Thailand’s tourism industry is facing tough times
Thailand’s tourism sector, long considered a key driver of the Thai economy, has issued a dire warning to the government. They argue that if quick and effective steps are not taken, the Land of Smiles risks losing its appeal as a must-see destination, becoming simply “another choice among many”.
Last week, a rare alliance was formed between five of Thailand’s tourism associations: the Tourism Council of Thailand (TCT), the Association of Thai Travel Agents (ATTA), the Association of Thai Travel Agents (TTAA), the Thai Hotels Association (THA), and the Airline of Thailand (AAT). During a private meeting with Prime Minister Anutin Charnvirkul, they presented a two-pronged emergency plan that includes short-term support measures and a long-term strategy aimed at future-proofing the industry.
The urgency is fueled by the relevant figures. While a strong post-pandemic recovery was initially seen, forecasts now indicate a potential 7% drop in international tourist arrivals for 2025 compared to 2024. Asia and major Asian markets are showing signs of slowing down, and viral events on social media, from tourism scams to safety concerns, are reinforcing negative sentiments stronger than countering marketing initiatives.
A five-point action plan
The Union’s immediate priorities are sharply defined:
- A global campaign for safety and confidence – a significant, coordinated effort to restore confidence, especially in markets affected by major events.
- Aggressive incentives for air travel – subsidies for airline seats, route subsidy expansion, and marketing cooperation agreements with airlines for both international and domestic routes.
- Targeted tax relief measures – temporary reductions or exemptions from VAT on hotels, tours, and domestic flights to make travel more affordable and stimulate demand.
- Proactive Crisis Communication Management – Creating a rapid response unit to address negative social media coverage in hours, not days.
- Enhancing enforcement on the ground – Increased efforts to combat fraud, overcharging, and harassment of tourists, which are spreading rapidly online.
Security emerged as a central issue. As one union leader noted, “A 15-second video showing a tourist cheating in Phuket can damage a decade’s worth of ‘Amazing Thailand’ advertising.”
Long-Term Recovery: Six Strategic Pillars
Beyond immediate interventions, the industry has proposed a comprehensive modernization agenda for consideration by the proposed National Tourism Council:
- A complete overhaul of Thailand’s outdated tourism regulations and bureaucratic procedures
- Improving service and quality standards across the country (especially beyond major tourist hubs such as Bangkok, Phuket, and Chiang Mai)
- Substantial investment in infrastructure in smaller cities and provinces
- Developing innovative, high-end, and premium tourism products to compete with places like Vietnam, Indonesia, and Japan
- For the next decade, a comprehensive renaissance of “Thailand” is underway, shifting the focus beyond beaches and temples to develop the country as a diverse, high-value destination.
- Applying realistic and enforceable sustainability standards to protect natural and cultural assets, which are key attractions for tourists
These radical changes, the union cautions, are necessary to prevent Thailand from losing ground to more competitors.
The Prime Minister’s response
Anutin Charnvirkul expressed enthusiasm, referring to Thailand’s tourism as the “lifeblood of our economy” and promising immediate action. He emphasized the positive momentum resulting from his recent visit to China, where government-level talks have led to direct agreements between airlines and tour operators, which could help secure a surge in Chinese tourists over the next few years.
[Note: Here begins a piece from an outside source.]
PR #540, opened 2023-09-23
ENH: remove all potential circular imports from Postfixes

bifbof:
This PR removes all imports that were necessary to copy docstrings to the Positionfixes class. 
The docstrings are still copied, but now in the other direction.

A possible state visit by the Chinese premier could cement a landmark bilateral tourism deal, which may represent a significant development since the visa waiver was put in place before the pandemic.
However, industry leaders left the meeting feeling more cautious optimism than real certainty. A participating executive said, “Words are appreciated, but we have heard promises before. We need funds and campaigns have started before Songkran.” Thailand welcomes nearly 36 million visitors in 2024, remaining the world’s top destination. However, the warning lights are really bright: Vietnam (exceeding pre-epidemic numbers), Indonesia (growing to “10 new Balis”), and Japan (experiencing a tourism boom alongside better infrastructure) are growing rapidly.
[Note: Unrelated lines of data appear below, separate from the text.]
Issue #551, opened 2023-10-21
Enable empty DataFrames for Trackintel classes


bifbof:
I think we should allow empty Positionfixes, Staypoints, etc. And thus remove the check in `validate`.

PR #554, opened 2023-10-23
ENH: generating functions returns trackintel classes

### LINKED ISSUE #535: All generating functions should return Trackintel classes

bifbof:
closes #535 

All generating function return now trackintel classes by default.
Also added tests everywhere to check that. If I overlooked a function let me know :)

(Also contains commit from #550 because rebasing and squashing lead to many conflicts).


trackintel/preprocessing/positionfixes.py
```diff
@@ -164,7 +159,11 @@ def generate_staypoints(
     # user_id of sp should be the same as ret_pfs
     sp["user_id"] = sp["user_id"].astype(pfs["user_id"].dtype)
 
-    return pfs, sp
+    if len(sp) <= 0:
```
hongyeehh, line 162: How could it be `<0`? should it rather `==` for readability? (Similarly for other changes)

trackintel/preprocessing/positionfixes.py
```diff
@@ -164,7 +159,11 @@ def generate_staypoints(
...
+        warnings.warn("No staypoints can be generated, returning empty sp.")
+        return pfs, sp
```
hongyeehh, line 164: Do we need this line? Can we also use `Staypoints(sp)` even if `sp` is empty? This relates to #551.

trackintel/preprocessing/positionfixes.py
```diff
@@ -164,7 +159,11 @@ def generate_staypoints(
...
+
+    return pfs, Staypoints(sp)
```
hongyeehh, line 166: Should we write `Positionfixes(pfs)` here? (Similar to what is changed in `trackintel/preprocessing/staypoints.py`). I think `pfs` shall be already valid, so rechecking it is redundant, but it would be good to be consistent across functions

trackintel/preprocessing/staypoints.py
```diff
@@ -243,7 +240,7 @@ def merge_staypoints(staypoints, triplegs, max_time_gap="10min", agg={}):
 
     Returns
```
hongyeehh, line 241: There shall be a `Staypoints.validate(staypoints)` line for this function?

trackintel/preprocessing/staypoints.py
```diff
@@ -180,20 +180,17 @@ def generate_locations(
...
     # location_id of staypoints can only be in Int64 (missing values)
     sp["location_id"] = sp["location_id"].astype("Int64")
     # user_id of locs should be the same as sp
     locs["user_id"] = locs["user_id"].astype(sp["user_id"].dtype)
-
-    return sp, locs
+    if len(locs) <= 0:
+        warnings.warn("No locations can be generated, returning empty locs.")
+        return sp, locs
+    return Staypoints(sp), Locations(locs)
```
hongyeehh, line 193: See above comments; either keep the line as it is or change it to `return sp, Locations(locs)`

trackintel/preprocessing/trips.py
```diff
@@ -183,7 +184,7 @@ def generate_tours(
     # trips id (generated by this function) should be int64
     tours.index = tours.index.astype("int64")
 
-    return trips_with_tours, tours
```
hongyeehh, line 186: There should be a `Trip.validate(trips)` at the beginning of this function?

tests/preprocessing/test_positionfixes.py
```diff
@@ -554,3 +560,7 @@ def test_str_userid(self, example_positionfixes_isolated):
         # set user ID to string
         pfs["user_id"] = pfs["user_id"].astype(str) + "not_numerical_interpretable_str"
         pfs, _ = pfs.as_positionfixes.generate_triplegs()
+
+    def test_tpls_type(self, example_positionfixes_isolated):
```
hongyeehh, line 564: A short doctring is missing here

hongyeehh (commented):
Thanks for the detailed changes and PR. I only have supplementary comments, and you can merge once you think they are sufficiently addressed

trackintel/preprocessing/positionfixes.py
bifbof: Yes, `Staypoints.validate` will fail when it tries to access the first element for the geometry type.

trackintel/preprocessing/positionfixes.py
bifbof: The idea was not changing the input type of pfs if pfs is a GeoDataFrame. But as we checked `Positionfixes.valdiate(pfs)` I would be okay with either. What do would you expect as a user using this function?

trackintel/preprocessing/staypoints.py
bifbof: Yes, I think this is a good place. I added it.

trackintel/preprocessing/staypoints.py
bifbof: Here `sp` is created as a new object instance. So I used `Staypoints`. But I agree that this should be consistent with the other functions.

hongyeehh: okay, I see a line `sp= gpd.GeoDataFrame()` above in our code, so its fine to keep it like this

hongyeehh (approved):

Thailand, for many years, has relied on natural attractions, warmth and exceptionally low prices. This formula is not so effective now, in an era where travelers prioritize safety, authentic experiences, sustainability – and where a negative TikTok video can quickly reduce hotel bookings.
The next half year will likely determine whether Thailand begins a significant resurgence or a slow decline in Southeast Asian destinations. As industry representatives made clear to the Prime Minister, this is not just a routine cut. It represents a moment of existence, of definition.
The Land of Smiles holds all the essentials for a stay ahead – the beaches, vibrant culture, food and people are truly unmatched. The real question revolves around whether decision-makers have the necessary urgency and political will to preserve a vital asset that has generated significant profits over the years.